▶ Exercise
Please take the lines from the one holding "- Some items" through the one holding "Allocation status here" in the data below and copy them exactly.

Dataset entries
PR #8003, opened 2024-07-07
Feat: Add tax inclusivity to admin

sradevski:
**This PR achieves several things, namely:**
- Add price preferences to SDK
- Add switch to manage tax inclusivity on region
- Show tax-related info on region general section
- Show tax inclusive icon and tooltip in price editors across the UI

**Open points (all of them are non-blocking):**
✅  1. Check designs with Ludvig
✅  2. The price editor has quite a bit of duplication, discuss maybe generalizing and refactoring it a bit (either in this or separate PR)
✅  3. Discuss if we want to stick with this logic of the FE reading the price preferences, or if we want to inject `is_tax_inclusive` to the `currency` and `region` models in the BE

Left to do:
1. Add tax inclusivity management to currency
2. Plug in tax inclusivity preference into checkout/cart
3. Plug tax inclusivity into price calculations (only products for now)

REF CORE-2376

Before (region general section):
Screenshot 2024-07-07 at 15 07 27
After:
Screenshot 2024-07-07 at 15 06 31

Edit Before (edit region):
Screenshot 2024-07-07 at 15 07 31
After:
Screenshot 2024-07-07 at 15 06 36

After (Price inclusivity flag in price editor):
Screenshot 2024-07-07 at 15 07 00

### DIFF
--- a/packages/admin-next/dashboard/src/routes/price-lists/common/hooks/use-price-list-grid-columns.tsx
+++ b/packages/admin-next/dashboard/src/routes/price-lists/common/hooks/use-price-list-grid-columns.tsx
@@ -4,11 +4,10 @@ import { useMemo } from "react"
 import { useTranslation } from "react-i18next"
 
 import { Thumbnail } from "../../../../components/common/thumbnail"
-import { DataGridCurrencyCell } from "../../../../components/data-grid/data-grid-cells/data-grid-currency-cell"
 import { DataGridReadOnlyCell } from "../../../../components/data-grid/data-grid-cells/data-grid-readonly-cell"
 import { createDataGridHelper } from "../../../../components/data-grid/utils"
 import { isProductRow } from "../utils"
-import { IncludesTaxTooltip } from "../../../../components/common/tax-badge/tax-badge"
+import { getPriceColumns } from "../../../../components/data-grid/data-grid-columns/price-columns"
 
 const columnHelper = createDataGridHelper<
   HttpTypes.AdminProduct | HttpTypes.AdminProductVariant
@@ -56,74 +55,22 @@ export const usePriceListGridColumns = ({
         },
         disableHiding: true,
       }),
-      ...currencies.map((currency) => {
-        const preference = pricePreferences.find(
-          (p) =>
-            p.attribute === "currency_code" &&
-            p.value === currency.currency_code
-        )
-
-        return columnHelper.column({
-          id: `currency-price-${currency.currency_code}`,
-          name: `Price ${currency.currency_code.toUpperCase()}`,
-          header: () => (
-            <div className="flex w-full items-center justify-between gap-3">
-              {t("fields.priceTemplate", {
-                regionOrCurrency: currency.currency_code.toUpperCase(),
-              })}
-              <IncludesTaxTooltip includesTax={preference?.is_tax_inclusive} />
-            </div>
-          ),
-
-          cell: (context) => {
-            const entity = context.row.original
-
-            if (isProductRow(entity)) {
-              return <DataGridReadOnlyCell />
-            }
-
-            return (
-              <DataGridCurrencyCell
-                context={context}
-                code={currency.currency_code}
-                field={`products.${entity.product_id}.variants.${entity.id}.currency_prices.${currency.currency_code}.amount`}
-              />
-            )
-          },
-        })
-      }),
-      ...regions.map((region) => {
-        const preference = pricePreferences.find(
-          (p) => p.attribute === "region_id" && p.value === region.id
-        )
-
-        return columnHelper.column({
-          id: `region-price-${region.id}`,
-          name: `Price ${region.name}`,
-          header: () => (
-            <div className="flex w-full items-center justify-between gap-3">
-              {t("fields.priceTemplate", {
-                regionOrCurrency: region.name,
-              })}
-              <IncludesTaxTooltip includesTax={preference?.is_tax_inclusive} />
-            </div>
-          ),
-          cell: (context) => {
-            const entity = context.row.original
-
-            if (isProductRow(entity)) {
-              return <DataGridReadOnlyCell />
-            }
-
-            return (
-              <DataGridCurrencyCell
-                context={context}
-                code={region.currency_code}
-                field={`products.${entity.product_id}.variants.${entity.id}.region_prices.${region.id}.amount`}
-              />
-            )
-          },
-        })
+      ...getPriceColumns({
+        currencies: currencies.map((c) => c.currency_code),
+        regions,
+        pricePreferences,
+        isReadyOnly: (context) => {
+          const entity = context.row.original
+          return isProductRow(entity)
+        },
+        getFieldName: (context, value) => {
+          const entity = context.row.original as any
+          if (context.column.id.startsWith("currency_prices")) {
+            return `products.${entity.product_id}.variants.${entity.id}.currency_prices.${value}.amount`
+          }
+          return `products.${entity.product_id}.variants.${entity.id}.region_prices.${value}.amount`
+        },
+        t,
       }),
     ]
   }, [t, currencies, regions, pricePreferences])
--- a/packages/admin-next/dashboard/src/routes/products/product-create/components/product-create-variants-form/product-create-variants-form.tsx
+++ b/packages/admin-next/dashboard/src/routes/products/product-create/components/product-create-variants-form/product-create-variants-form.tsx
@@ -8,11 +8,10 @@ import { DataGridRoot } from "../../../../../components/data-grid/data-grid-root
 import { DataGridReadOnlyCell } from "../../../../../components/data-grid/data-grid-cells/data-grid-readonly-cell"
 import { DataGridTextCell } from "../../../../../components/data-grid/data-grid-cells/data-grid-text-cell"
 import { createDataGridHelper } from "../../../../../components/data-grid/utils"
-import { DataGridCurrencyCell } from "../../../../../components/data-grid/data-grid-cells/data-grid-currency-cell"
 import { DataGridBooleanCell } from "../../../../../components/data-grid/data-grid-cells/data-grid-boolean-cell"
 import { useRegions } from "../../../../../hooks/api/regions"
-import { IncludesTaxTooltip } from "../../../../../components/common/tax-badge/tax-badge"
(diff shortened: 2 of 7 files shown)


sradevski:
@olivermrbl maybe you have an opinion on the 3rd point, just left it here as a thought. It will make the BE more complicated, but it will simplify the FE (this would be only for reading, so mainly in the pricing tables. Writes would still go directly).

packages/admin-next/dashboard/src/routes/products/product-create/components/product-create-variants-form/product-create-variants-form.tsx
```diff
@@ -167,10 +174,21 @@ const useColumns = ({
...
+        )
+
         return columnHelper.column({
           id: `price_${currency}`,
           name: `Price ${currency.toUpperCase()}`,
-          header: `Price ${currency.toUpperCase()}`,
+          header: () => (
+            <div className="flex w-full items-center justify-between gap-3">
+              {t("fields.priceTemplate", {
+                regionOrCountry: currency,
```
olivermrbl: nit(non-blocking): Is this supposed to be `regionOrCountry`? Seems off given we are passing a `currency`

olivermrbl (commented):
To be honest, I don't find the FE implementation particularly messy, so I am fine going with this in the first iteration. We can revisit later if we find other use cases where having them on the region and currency would be handy.

Everything LGTM, I will just let @kasperkristensen look through the UI changes and approve.

packages/admin-next/dashboard/src/routes/products/product-create/components/product-create-variants-form/product-create-variants-form.tsx
sradevski: No it's wrong, I forgot to update it. I'll change it to currency

packages/admin-next/dashboard/src/hooks/api/price-preferences.tsx
```diff
@@ -0,0 +1,113 @@
...
+import { queryKeysFactory } from "../../lib/query-key-factory"
+
+const PRICE_PREFERENCES_QUERY_KEY = "price-preferences" as const
+export const pricePreferencesQueryKeys = queryKeysFactory(
+  PRICE_PREFERENCES_QUERY_KEY
+)
+
+export const usePricePreference = (
+  id: string,
+  query?: HttpTypes.AdminPricePreferenceListParams,
```
kasperkristensen: Wrong type here

packages/admin-next/dashboard/src/routes/locations/location-service-zone-shipping-option-create/components/create-shipping-options-form/create-shipping-options-prices-form.tsx
```diff
@@ -36,9 +37,12 @@ export const CreateShippingOptionsPricesForm = ({
     limit: 999,
   })
 
+  const { price_preferences: pricePreferences } = usePricePreferences({})
```
kasperkristensen, line 40: In theory you’d might not get all price preferences here. For now I think we should add a very high limit and select only the fields we need to keep the response as small as possible.

packages/admin-next/dashboard/src/routes/price-lists/common/hooks/use-price-list-grid-columns.tsx
```diff
@@ -76,10 +93,21 @@ export const usePriceListGridColumns = ({
...
+        const preference = pricePreferences.find(
+          (p) => p.attribute === "region_id" && p.value === region.id
+        )
+
         return columnHelper.column({
           id: `region-price-${region.id}`,
           name: `Price ${region.name}`,
-          header: `Price ${region.name}`,
+          header: () => (
+            <div className="flex w-full items-center justify-between gap-3">
```
kasperkristensen: Maybe we should make a reusable header component for this. So if we want to change it at some point we can do it from a single place.

packages/admin-next/dashboard/src/routes/regions/region-create/components/create-region-form/create-region-form.tsx
```diff
@@ -91,13 +99,22 @@ export const CreateRegionForm = ({
         automatic_taxes: values.automatic_taxes,
       },
       {
-        onSuccess: ({ region }) => {
-          toast.success(t("general.success"), {
-            description: t("regions.toast.create"),
+        onError: (e) => {
```
kasperkristensen, line 98: Should we not return on error instead of continuing? No matter what we will reach the success state even if both requests fail.

I also think this being managed by two separate endpoint is a bit unfortunate. Even if two different modules are responsible for the data, could we not manage it simultaneously in our core workflows and HTTP layer, so we don’t have to chain requests?

packages/admin-next/dashboard/src/routes/price-lists/common/hooks/use-price-list-grid-columns.tsx
sradevski: @kasperkristensen this refers to my second point in the description - I was gonna only extract the header, but it felt like we can extract a lot more (eg. create a PricingGrid component, or something along those lines), so I left it for now until we discuss it.

WDYT, should we extract the entire pricing data grid?

srindom:
The tax inclusivity indicator should be visible on all columns, but be grayed out for tax exclusive prices and "active" for tax inclusive prices. 

When hovering over the icon it should show "Prices in this column are tax [inclusive/exclusive]".

image

packages/admin-next/dashboard/src/routes/regions/region-create/components/create-region-form/create-region-form.tsx
srindom: +1

packages/admin-next/dashboard/src/routes/locations/location-service-zone-shipping-option-create/components/create-shipping-options-form/create-shipping-options-prices-form.tsx
sradevski: Yeah in practice it shouldn't be more than 10-20, but I'll add some high limit. There aren't actually a lot of fields here, only 5 for now that get selected anyway, so that part should be fine.

packages/admin-next/dashboard/src/routes/regions/region-create/components/create-region-form/create-region-form.tsx
sradevski: That's why I raised the 3rd point, but I think this is a very minor functionality that won't get a lot of interaction, so let's keep it as it is for now. I can create a ticket to revisit this though, WDYT?

I'll check the error handling here.

srindom: If not too cumbersome, I would prefer we move it to the workflow sooner rather than later tbh.

olivermrbl: @sradevski, is this directly related to point 3 though? Maybe I misunderstood. 

Shouldn't we be able to add this as a workflow step on the BE without addressing what you highlighted in the PR description?

sradevski: @olivermrbl Initially I thought of completely hiding the price preferences from the region implementation, both on reads and writes. Then I thought maybe reads is enough (so my ping to you). But I guess what you are alluding to is do the writes but not reads? Or do we do both?

olivermrbl: Yeah, I think the "issue" here is just the fact that we send two requests to update/created tax-inclusivity on regions. Moving this to a step in the create/updateRegion workflows seems reasonable and should be fairly straightforward.

While as the other question is around enriching currencies and regions responses with the price preferences on the BE, so we don't have to do:
```
const preference = pricePreferences.find(
  (p) => p.attribute === "region_id" && p.value === region.id
)
const preference = pricePreferences.find(
  (p) => p.attribute === "currency_code" && p.value === currency.code
)
```

...right?

I would say the writes are the most sensible to address now, so we get rid of the doubled requests.

sradevski: @olivermrbl yes exactly, to get rid of fetching the preferences in the UI, as they will be part of the region/currency (similar to calculated price in a way, but it will come from the HTTP layer, not a module).

Ok cool, let's do the writes then, and we can leave the reads for now.

packages/admin-next/dashboard/src/routes/price-lists/common/hooks/use-price-list-grid-columns.tsx
kasperkristensen: I think the header would be a good start, extracting the table in it self would be ideal. 
 
 They will be the same across the project except for two parameters: The way data is instantiated, and whether the data is displayed purely in relation to the product variants or also the owning product (subrows). If you can abstract that away in a nice way then I think it would be be great, but if its a lot of work, I am not sure if its worth it, since the amount of boilerplate for setting up the grids aren't too much, especially if we make the header re-usable.

sradevski: Ok let me see if it can be extracted nicely, if not I'll just do the header.

sradevski:
@olivermrbl @kasperkristensen @srindom applied all the changes discussed, please have a look.

Screenshot 2024-07-08 at 15 25 09

kasperkristensen (approved):
LGTM!

packages/core/core-flows/src/region/workflows/update-regions.ts
```diff
@@ -1,42 +1,73 @@
...
           return {
             id: region.id,
-            payment_providers: data.data.payment_providers,
+            payment_providers: data.normalizedInput.payment_providers,
           }
         })
       }
     )
 
+    when({ normalizedInput }, (data) => {
```
olivermrbl, line 44: Nice to see this being put to use!

olivermrbl (approved):
LGTM

PR #8021, opened 2024-07-08
feat(dashboard): allocate items

fPolic:
**What**
- add Allocate items flow

---

https://github.com/medusajs/medusa/assets/16856471/8485c8dc-b1f2-4239-bb22-996345d5d2ad


olivermrbl:
@fPolic, is this PR ready for review?

fPolic:
> @fPolic, is this PR ready for review?

I'm almost done but have a few more details to align with the design, will open for review later today or tomorrow

olivermrbl:
Damn, this is looking good. Nice work. 

One thing I noticed: Upon allocation, the status of the items on the order remains unchanged as "Not allocated".

 Is something missing on the BE?

CleanShot 2024-07-10 at 15 37 31

fPolic:
Yup, noticed that after I recorded the video 😅 . It's fixed in [this](https://github.com/medusajs/medusa/pull/8021/commits/a24b1f11a9bea1876b59845fe20fda61ff3e2f58) commit.

olivermrbl:
I think we should not show the items allocation when we don't manage inventory on the variants of the items.

Overall, there are three cases to cover:
- All items need allocation -> Show allocation status on items on the order page and show all items in the items allocation view
- Some items need allocation -> Show allocation status only on managed items on the order page and show only the managed items in the items allocation view
- No items need allocation -> Don't show any allocation-related information at all

Allocation status here refers to "Not allocated", "Allocated", etc.

For the third bullet, the allocated information that needs to be removed are the following highlighted in red:
image

Let me know if this makes sense.

fPolic:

▶ Task response
- Some items need allocation -> Show allocation status only on managed items on the order page and show only the managed items in the items allocation view
- No items need allocation -> Don't show any allocation-related information at all

Allocation status here refers to "Not allocated", "Allocated", etc.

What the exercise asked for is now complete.